Whitlock claims that such transformations are achieved via the texts’ global transits, or “the work of contemporary autobiography as it moves across cultures in conflict.”32 These global movements of the texts and the experiences they share include particular dangers, however, primarily because, once a narrative is shared, the autobiographical subject loses control of its movements and meanings. Kaplan warns that the texts’ meanings can be mobilized in ways that reproduce neocolonial attitudes, while Whitlock, like Jay, argues that they may serve to “naturalize the doxa of globalization: the neoliberal discourse of the free circulation of ideas, goods and peoples in global networks of exchange.”33 In order to contend with these risks, scholars of transnational life writing suggest methodologies that demand and model situating these texts within multiple contexts—from Kaplan’s transnational reading strategies that position texts within authors’ national intellectual traditions and political histories,34 to Whitlock’s or Schaffer and Smith’s considerations of the ways processes of production, circulation, and consumption shape the political and ethical effects of autobiographical acts on both local and global scales.35

Discussions of methodology in transnational life-writing studies address the potential dangers of autobiographical transits by emphasizing a relational aspect of transnational life stories—namely, understanding the texts and their transits as a conversation “defined through who listens, how, and for what interest.”36 Recent research highlights the relationship between transnational and Indigenous lives and their study. Since transnational life narratives circulate as part of soft power, what Whitlock has called “soft weapons” that can be co-opted into neocolonial or universalizing global images,37 they run the risk of rendering Indigenous lives invisible. But scholars of life writing—from Whitlock to Deanna Reder, Cynthia Franklin, Laura Beard, and Eva Karpinski—have been working to bring into the transnational conversation considerations of Indigenous lives. These scholars do so through the prisms of Indigenous nation-based autobiographical and intellectual traditions, centering the agency and sovereignty of Indigenous nations and subjects, thus situating Indigenous voices and knowledges as integral counterparts and equal participants in the conversation, sharing the aim of unsettling Western nationalist paradigms from within.

Trans Narratives: The Contributions

The first five essays of “Trans Narratives” take up different approaches within trans studies as they address what forms the expression of trans life takes in memoirs, interviews, social media, and film.

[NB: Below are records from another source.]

PR #2176, opened 2022-08-11
Correct mount checks and diskManager health checks

maskndafi-linkedin:
This PR corrects how disk healthchecks checks a mount by initializing a disk to mount_not_accessible and utilizing checkMountAccessible() at each disk healthceck test. Also, this PR fixes how it only chooses disks that belong to a partitionId as part of the healthcheck response.

### DIFF
--- a/ambry-server/src/main/java/com/github/ambry/server/AmbryServerRequests.java
+++ b/ambry-server/src/main/java/com/github/ambry/server/AmbryServerRequests.java
@@ -469,9 +469,9 @@ public class AmbryServerRequests extends AmbryRequests {
           DiskManager mountedDiskManager = entry.getValue();
 
           //Checks Disk healthchecking is enabled and
-          // if a disk isn't mounted as expected or isn't healthy then store it as part of the response
-          if (!partitionsDiskManagers.contains(mountedDiskManager)
-              || mountedDiskManager.getDiskHealthStatus() != DiskHealthStatus.HEALTHY) {
+          // if a disk manager is assigned to a partition and isn't healthy then store it as part of the response
+          if (partitionsDiskManagers.contains(mountedDiskManager)
+              && mountedDiskManager.getDiskHealthStatus() != DiskHealthStatus.HEALTHY) {
 
             JSONObject brokenDisk = new JSONObject();
             brokenDisk.put("disk", entry.getKey().getMountPath());
--- a/ambry-store/src/main/java/com/github/ambry/store/DiskManager.java
+++ b/ambry-store/src/main/java/com/github/ambry/store/DiskManager.java
@@ -683,12 +683,16 @@ public class DiskManager {
             AsynchronousFileChannel.open(path, StandardOpenOption.WRITE, StandardOpenOption.READ,
                 StandardOpenOption.SYNC, StandardOpenOption.CREATE, StandardOpenOption.DELETE_ON_CLOSE);
         return fileChannel;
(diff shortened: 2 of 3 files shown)


justinlin-linkedin (approved):
LGTM

ambry-server/src/main/java/com/github/ambry/server/AmbryServerRequests.java
```diff
@@ -469,9 +469,9 @@ private AdminResponse handleHealthCheckRequest(DataInputStream requestStream, Ad
           DiskManager mountedDiskManager = entry.getValue();
 
           //Checks Disk healthchecking is enabled and
-          // if a disk isn't mounted as expected or isn't healthy then store it as part of the response
-          if (!partitionsDiskManagers.contains(mountedDiskManager)
-              || mountedDiskManager.getDiskHealthStatus() != DiskHealthStatus.HEALTHY) {
+          // if a disk manager is assigned to a partition and isn't healthy then store it as part of the response
```
snalli, line 472: what if the partitionsDiskManager does not contain mountedDiskManager ?
The two booleans are not equal. Is that intended ?

ambry-store/src/main/java/com/github/ambry/store/DiskManager.java
```diff
@@ -679,17 +677,15 @@ private boolean performOperation(AsynchronousFileChannel fileChannel, ByteBuffer
...
+        checkMountPathAccessible();
+        Path path = Paths.get(disk.getMountPath(), "temp");
         AsynchronousFileChannel fileChannel =
             AsynchronousFileChannel.open(path, StandardOpenOption.WRITE, StandardOpenOption.READ,
                 StandardOpenOption.SYNC, StandardOpenOption.CREATE, StandardOpenOption.DELETE_ON_CLOSE);
         return fileChannel;
       } catch (Exception e) {
-        diskHealthStatus = DiskHealthStatus.CREATE_EXCEPTION;
+        diskHealthStatus =
+            e instanceof StoreException ? DiskHealthStatus.MOUNT_NOT_ACCESSIBLE : DiskHealthStatus.CREATE_EXCEPTION;
```
snalli, line 688: Instead of just checking if e is an instance of StoreException, check specifically that the message or errcode from L539 matches your expectation.

snalli: And add a new catch blocks to catch StoreException

ambry-server/src/main/java/com/github/ambry/server/AmbryServerRequests.java
maskndafi-linkedin: Great question. So we only care about disk managers that are assigned to partitions. So, as long as the disk is assigned to a partition then we care about the health. This avoids caring about backup/unused disks. The two booleans shouldn't be the same then

ambry-store/src/main/java/com/github/ambry/store/DiskManager.java
maskndafi-linkedin: You have a good point, good practice to differentiate the exceptions and be exact about it. Fixed

ambry-server/src/main/java/com/github/ambry/server/AmbryServerRequests.java
snalli: ok got it

snalli (approved):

Evan Vipond’s discussion of several mainstream trans memoirs is informed by Judith Butler’s concept of cultural intelligibility, “a tool to theorize how one’s gender identity becomes legible to others through the use of language and repetition.” Vipond points to trans life writers, such as Janet Mock, who have risked unintelligibility in resistances to the conventions of the trans memoir. Taking a different approach to the consideration of memoir, Chiara Pellegrini extends the conversation on trans memoir as a space of constrictions and resistances through her consideration of the posttranssexual temporalities in Kate Bornstein’s canonical Gender Outlaw and Juliet Jacques’s Trans.

Rather than asking what trans is, france rose hartline asks us to consider the ways in which legal and political frameworks continue to constrain how the subject negotiates transness and articulates trans identity, even after hard-won victories win new rights for trans people. He invites firsthand accounts from trans people, in which they recount their experience of being in Norway as transmasculine people following (and preceding) legal changes that allowed individuals to change their legal gender without first requiring them to submit to medical procedures, including sterilization.

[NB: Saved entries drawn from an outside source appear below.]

PR #835, opened 2015-02-25
Correctly only check stable* branches and master and ignore php 5.3

nickvergessen:
@DeepDiver1975


nickvergessen:
ermm _hust_

DeepDiver1975:
:+1:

Sarah Ray Rondot takes up the question of singularity—of a trans life and a documentary method—in “Against a Single Story: Diverse Trans* Narratives in Autobiographical Documentary Film.” Rondot takes on the notion that there is one way to make documentary and one way to document the lives of trans people, examining films by Jules Rosskam and Gwen Tara Haworth that reject the medical model of transition and seek within an autobiographical documentary form to tell stories by trans people—not about them—on their own terms.

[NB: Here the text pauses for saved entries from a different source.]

PR #838, opened 2015-02-27
Show current age instead of year of original birthday

xn--nding-jua:
In current version the year of the original birthday is shown. But more interesting is the age of the person in the current year. So the changed code will present the age instead of the year.

### DIFF
--- a/lib/contact.php
+++ b/lib/contact.php
@@ -828,7 +828,10 @@ class Contact extends VObject\VCard implements IPIMObject {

The special issue then moves to a consideration of transnational approaches to biography in an article by Pamela Graham and a response by Cho. Graham’s essay, “Transnational Digital Biography: The Forgetting and Remembering of Winifred Atwell,” makes three distinctive moves as she discusses the life of Winifred Atwell: proposing a new category of biography, exploring the role of the biographer and biography in the digital age, and showcasing how the digital age can reshape cultural memory of what Graham calls “the famous forgotten”—people like Atwell who were internationally famous in their day but have faded from public view beyond the national constraints usually associated with archival collection. Atwell, a transnational artist, is a good case study for considering how digital archiving can introduce old performances to new audiences, in new formats, allowing deceased artists’ work to transcend national borders, as Atwell herself did in life.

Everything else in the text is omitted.